Records from a data source
Issue #761, opened 2026-07-29
MCP tool-surface consolidation under plur_admin is invisible to clients — agents conclude tools are 'unavailable'


crtahlin:
## Problem

As of CLI **0.16.x**, plur's MCP consolidated most tools under a single dispatch tool `plur_admin(action=<name>, args={...})` (to stay under the ~40-tool-per-workspace cap). Standalone tools are now only: `plur_status`, `plur_learn`, `plur_recall`, `plur_forget`, `plur_feedback`, `plur_doctor`, `plur_receipt`, `plur_session_start/end`, `plur_tensions_purge`. **Everything else** — `plur_recall_hybrid`, `plur_stores_list`, `plur_suggest_scope`, `plur_scopes_discover`, `plur_sync_status`, `plur_timeline`, `plur_pin`, `plur_promote`, `plur_packs_*`, etc. — is now an **action under `plur_admin`**.

This reshaping is **invisible to clients**:
- An agent (or its memory / prior context) referencing an old standalone tool name gets a tool-lookup miss.
- With no in-band signal that the surface changed, the natural — and wrong — conclusion is "the tool / the MCP is unavailable," so the agent degrades or falls back.
- **Observed 2026-07-29:** during a routine plur smoke check, a name-lookup miss on `plur_stores_list` / `plur_recall_hybrid` / `plur_suggest_scope` led to a false "MCP is down" conclusion and a full switch to the HTTP-API fallback — while the MCP was **fully healthy the whole time** (`plur_doctor` green, both remote stores reachable + auth valid).

## Who it affects

**All** plur MCP clients (Claude Code, Cursor, Claude Desktop) — this is a property of the MCP server, not any one client framework. Users without extra tooling/memory to carry the correction are the most exposed: the agent has to *notice* the `plur_admin` dispatcher on its own, which does not reliably happen.

## Possible fixes (menu — not prescribing; a couple could ship together)

1. **Backward-compat aliases (highest leverage).** Keep the old standalone tool names as thin alias/deprecation shims for a version or two so existing agents/memory don't hard-miss; each alias emits a deprecation note pointing at `plur_admin`.
2. **Self-describing inventory.** Have `plur_doctor`/`plur_status` emit the current available-tool + `plur_admin` action list, so an agent can query the live surface instead of guessing names.
3. **Helpful `plur_admin` errors.** On an unknown/removed action, return `valid actions: [...]` so an agent recovers in one step.
[...]

Issue #625, opened 2026-07-18
MCP: lean tool profile by default — 40-tool surface (~9K tokens) is re-sent every turn to every consumer, ~74% unused


plur9:
## Summary

The MCP server ships **all 40 `plur_*` tools on every `tools/list`** to every consumer except Cursor. That tool block is **~9,000 tokens** and is re-sent on **every model turn** of every agent loop. The ~90% of sessions that only `recall`/`learn`/`session_*` use 6–10 of those tools, so **~74% of the tool-schema tokens are dead weight, re-billed turn after turn, for every connected agent** — Claude Code, Hermes/Winston, OpenClaw, plur-claw, nightshift agents, and CI harnesses alike.

This surfaced while investigating OpenRouter spend on the cos-server CoS agent (Winston), but it is **not CoS-specific** — it is a tax on the whole PLUR MCP consumer base.

The good news: **the mechanism to fix it already exists and is tested** — the `cursor` profile (`CURSOR_CORE_TOOL_NAMES` + the `plur_admin` dispatch tool) already collapses the surface to 11 tools. It is just gated to Cursor only. This issue proposes making a lean profile the default.

## Evidence (measured, this repo, `main`)

Measured by serializing `getToolDefinitions(profile)` into the `{name, description, inputSchema}` shape the MCP `ListTools` handler sends (`packages/mcp/src/server.ts:201`), two independent methods bracketing the same range:

| Profile | Tools | Tool-block size | Per turn |
|---|---|---|---|
| `full` (default for everyone but Cursor) | 40 | **~9,000 tokens** (4,560 description + ~4,360 minified JSON-schema) | re-sent every turn |
| `cursor` (10 core + `plur_admin`) | 11 | **~2,000–2,300 tokens** | re-sent every turn |
| **Reduction** | | **~6,700 tokens / turn (~74%)** | |

Heaviest individual tools (wire chars): `plur_learn_batch`, `plur_learn`, `plur_recall_hybrid`, `plur_ingest`, `plur_packs_*` — the ones carrying the full repeated engram-object schema and multi-paragraph descriptions (e.g. `plur_learn_batch`'s description alone is ~1,200 chars).

## Who pays

Every process that connects to `@plur-ai/mcp` and runs a multi-turn loop pays ~9K tokens of tool schema **per turn**:

- **Winston** (cos-server Hermes) — 3 cron agent runs/day, `max_turns=60` each
- **Tris, Miles** (agent fleet), **plur-claw** (Telegram)
[...]

PR #763, opened 2026-07-29
feat(mcp): plur_doctor reports the live tool surface

plur9:
Addresses #761 — option 2 (self-describing inventory), which composes with option 4 (name-stable diagnostic door).

## Why this one

I checked the five proposed fixes against the code before implementing. Two are already shipped:

- **Option 3 (helpful `plur_admin` errors)** — already there. An unknown action returns `Unknown action "x". Valid actions: ...`, and `plur_admin`'s *description* enumerates every valid action. There's even a deliberate comment explaining why `enum` is omitted from the schema, so an invalid action reaches that handler instead of failing generic validation.
- **Option 5 (migration signal)** — the 0.15.0 CHANGELOG flags it prominently: *"Lean tool profile is now the default (#625, #694) … down from 40 … All 40 tools remain reachable via plur_admin"*, including a bolded note for consumers depending on all 40.

**Option 1 (backward-compat aliases) I'd argue against.** Measured: 41 tool definitions, 12 standalone under lean, **30 under `plur_admin`**. Re-exposing those 30 as aliases puts the surface back at ~41 — which is the ~40-per-workspace cap the consolidation exists to stay under. It trades this bug for the one that caused it.

That leaves option 2 as the real gap, and the incident shows exactly why it matters: **`plur_doctor` was green and the agent still concluded the MCP was down.** Doctor answers *"is the engine healthy"*; the actual question was *"what is callable"*. Its own description even says it does not check the live tool count.

## What changes

`plur_doctor` now returns `tool_surface`:

```json
{
  "profile": "lean",
  "standalone": ["plur_admin", "plur_doctor", "plur_learn", ...],
  "admin_actions": ["plur_recall_hybrid", "plur_stores_list", "plur_suggest_scope", ...],
  "note": "Only the 12 tools in \"standalone\" are callable by name. Everything in \"admin_actions\" is reachable as plur_admin { action: \"<name>\", args: {...} } — same arguments, same validation, same result. A name-lookup miss on one of those means it moved, NOT that the MCP is unavailable. Set PLUR_TOOL_PROFILE=full to expose all tools directly."
}
```

Doctor is the right home: it's where an agent already goes when it thinks the server is broken, and it stays standalone in **every** profile — a surface description that could itself be consolidated would be useless.

`resolveToolProfile()` is now shared with `runStdio` instead of the ternary being written twice. Two copies is how doctor comes to confidently describe a profile nobody is running.

## Tests

The risk with a self-description is that it drifts and becomes a confidently wrong answer — worse than none, because it's the thing an agent would trust. So the tests assert it *can't*:

- `standalone` must equal `getToolDefinitions(profile)` exactly, for all three profiles
- every advertised action must exist **and** not be one of the standalone names
- the two lists together must cover every tool — nothing undiscoverable
- `plur_doctor`/`plur_status` must stay standalone in every profile
- the incident's specific names (`plur_recall_hybrid`, `plur_stores_list`, `plur_suggest_scope`) are asserted present

**Mutation-tested**: claiming an unexposed tool fails 2 tests; weakening the note's "moved, NOT unavailable" wording fails 1.

297 mcp tests, 2325 core tests, `typecheck` + `typecheck:tests` clean.

## Left for triage

Option 5's release-process half — a standing rule that a tool-surface change must be called out in release notes — is a process change rather than code, and #761 suggests splitting it. Happy to file that separately if you want it tracked.

### DIFF
--- a/packages/mcp/src/server.ts
+++ b/packages/mcp/src/server.ts
@@ -4,7 +4,7 @@ import { existsSync, readFileSync, writeFileSync } from 'fs'
 import { join } from 'path'
 import { homedir } from 'os'
 import { Plur, checkForUpdate } from '@plur-ai/core'
-import { getToolDefinitions, mcpCanary, validateToolArgs, CURSOR_CORE_TOOL_NAMES, type ToolProfile } from './tools.js'
+import { getToolDefinitions, mcpCanary, validateToolArgs, CURSOR_CORE_TOOL_NAMES, type ToolProfile, resolveToolProfile } from './tools.js'
 import { registerFlushOnExit } from './telemetry.js'
 import { VERSION } from './version.js'
 
@@ -420,8 +420,10 @@ Please:
 }
 
 export async function runStdio(): Promise<void> {
-  const envProfile = process.env.PLUR_TOOL_PROFILE
-  const profile: ToolProfile = envProfile === 'full' ? 'full' : envProfile === 'cursor' ? 'cursor' : 'lean'
+  // Shared with describeToolSurface (#761) so the surface plur_doctor reports
+  // is resolved from the same rule the server exposes tools with — two copies
+  // of this ternary is how doctor comes to describe a profile nobody is running.
+  const profile: ToolProfile = resolveToolProfile()
   const server = await createServer(undefined, { profile })
   // Opt-in, content-free telemetry: ship any pending daily counter snapshot on
   // process exit (best-effort). Self-gates on telemetry opt-in — an opted-out
--- a/packages/mcp/src/server.ts
+++ b/packages/mcp/src/server.ts
@@ -4,7 +4,7 @@ import { existsSync, readFileSync, writeFileSync } from 'fs'
 import { join } from 'path'
 import { homedir } from 'os'
 import { Plur, checkForUpdate } from '@plur-ai/core'
-import { getToolDefinitions, mcpCanary, validateToolArgs, CURSOR_CORE_TOOL_NAMES, type ToolProfile, resolveToolProfile } from './tools.js'
+import { getToolDefinitions, mcpCanary, validateToolArgs, CURSOR_CORE_TOOL_NAMES, type ToolProfile, resolveToolProfile, setActiveToolProfile } from './tools.js'
 import { registerFlushOnExit } from './telemetry.js'
 import { VERSION } from './version.js'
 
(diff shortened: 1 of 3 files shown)


plur9:
CI passing (all matrix nodes, Python SDK). Self-describing tool surface is the right home for this — doctor is where a confused agent already lands, and the mutation-tested note prevents the description drifting from reality. Ready for human merge.

plur9 (commented):

Fixes the 'doctor green, agent switches to HTTP fallback' split at the right layer. Key design points:
- `describeToolSurface` correctly separates standalone (callable by name) from `admin_actions` (routed via `plur_admin`)
- `activeToolProfile`/`setActiveToolProfile` seam is correct — `createServer` takes profile as an option, so env is not the authority; recording what was actually built with avoids the 'env says lean, server exposes full' mismatch
- The load-bearing test assertion (`surface.standalone === getToolDefinitions(profile).sort()`) means the report can't drift from what `tools/list` actually exposes
- 'name-miss means moved, not gone' note text is exactly what an agent needs to self-correct

plur9:

`resolveToolProfile()` and `setActiveToolProfile()` solve the right problem: the environment is not the authority for what tools the server exposes when `createServer` takes an explicit `profile` option. Recording `activeProfile` in `createServer` and having `plur_doctor` read it means the reported surface is always the actual running surface.

`resolveToolProfile` as a shared function eliminates the duplicated ternary between `runStdio` and wherever else derived the profile — single source of truth.

CI all green (4 checks pass + smoke-packaged and Python SDK). Ready for merge.

plur9:
### Code review

1. **[85] Rebase required — GitHub reports the PR as CONFLICTING against `main`.** #778 (merged after this branch was cut from v0.16.1) inserted the #776 A4' per-host remote-degradation block at the same point in the `plur_doctor` handler where this PR inserts `tool_surface` (https://github.com/plur-ai/plur/blob/c3bfcfa8ca7f1a8f9e10a190451ee4347b5bfd87/packages/mcp/src/tools.ts#L2020-L2026), and also changed the `@plur-ai/core` import line at the top of `tools.ts`. The two additions are semantically compatible — both add independent fields to doctor's return — so the rebase is mechanical: keep both blocks. `server.ts` and the new test file merge cleanly. The surface math itself checks out against current `main`: `admin_actions` mirrors `buildAdminDispatchTool`'s action list exactly, and lean/cursor are identical profiles there, so `describeToolSurface` stays truthful for all three.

→ DIRECTIONS FOR THIS TASK:
A single figure is required: the number of lines above in which the word "could" occurs.

→ RESPONSE:
2